Skip to content

Deployment

The Cross-Dataset Discovery service is designed for containerized deployment using Docker.

Docker

The repository includes a Dockerfile for the build process.

Dockerfile Stages

  1. Builder Stage:
  2. Starts from python:3.11-slim.
  3. Installs Python dependencies.
  4. Pre-downloads the Qdrant/bm25 model for FastEmbed to ensure fast startup.

  5. Final Stage:

  6. Copies the application code and the pre-downloaded model cache.
  7. Runs as a non-root user (appuser).
  8. Exposes port 8000.

Build and Run

To build and run the container:

# 1. Build the Docker image
docker build -t cross-dataset-discovery .

# 2. Run the container
# Note: Requires network access to Qdrant and TEI services.
docker run -p 8000:8000 \
  -e DB_CONNECTION_STRING="postgresql://..." \
  -e OIDC_ISSUER_URL="https://..." \
  -e QDRANT_URL="http://host.docker.internal:6333" \
  -e TEI_URL="http://host.docker.internal:8080" \
  --name cdd-service \
  cross-dataset-discovery

Dependencies

The service requires several external systems to function.

Runtime Dependencies

  1. Qdrant Vector Database:
  2. Requirement: A running Qdrant instance containing the datagems collection.
  3. Config: QDRANT_URL, QDRANT_COLLECTION.

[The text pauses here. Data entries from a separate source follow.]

PR #2384, opened 2023-05-19
refactor: standardize import sort

zonemeen:


zonemeen:
This is indeed a bit inefficient.😂 So have you considered using eslint?

brc-dd:
ESLint was quite an overhead, most of the code was being maintained by the team and also things were changing too frequently. We can try having some good config once the things get more stable.

PR #2399, opened 2023-05-21
docs: Update site-config.md fix typo

manchan4869:
fix site-config#markdown


brc-dd:
It's TS interface. Both `;` and `,` are valid there.

PR #2400, opened 2023-05-22
fix(theme): support custom target and rel in navbar links for mobile

sapphi-red:
#1993 was lacking support for `VPNavScreenMenu` (shown when the screen width is narrow). This PR add that.


brc-dd (approved):

lslzl3000:
can we also add this feature to locale links? 
beta.1 not working on locales

PR #2403, opened 2023-05-22
feat(node): cli shortcuts add restart command

alexzhang1030:
add `restart` shortcut, copied from [vite](https://github.com/vitejs/vite/blob/e444375d34db1e1902f06ab223e51d2d63cd10de/packages/vite/src/node/shortcuts.ts#L85-L91)

### DIFF
--- a/src/node/cli.ts
+++ b/src/node/cli.ts
@@ -34,7 +34,7 @@ if (!command || command === 'dev') {
     await server.listen()
     logVersion(server.config.logger)
     server.printUrls()
-    bindShortcuts(server)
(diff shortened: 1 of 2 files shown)


brc-dd:
Ah, restart might not work like this. It'll restart the vite server, but won't actually rerun the vitepress part. You'll need to pass `createDevServer` to `bindShortcuts` and run `await server.close(); await createDevServer()` in action.

alexzhang1030:
Thanks for reminding me, is this correct now? /cc @brc-dd

brc-dd (approved):

PR #2418, opened 2023-05-25
fix(release): not support direct import of json in windows

zonemeen:


brc-dd:
Seems weird. Which Node version are you on 👀  It should've worked on v16+ (irrespective of OS).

  4. Text Embeddings Inference (TEI):

  5. Requirement: A running TEI service serving the BAAI/bge-m3 model.
  6. Config: TEI_URL.

  7. OIDC Provider:

  8. Requirement: Keycloak (or similar) for JWT validation.

  9. DataGEMS Gateway:

  10. Requirement: API access for fetching user permissions.

Build-time Dependencies

  • Python 3.11
  • FastEmbed Model: The Qdrant/bm25 model is downloaded during the Docker build to enable local sparse vector generation without runtime downloads.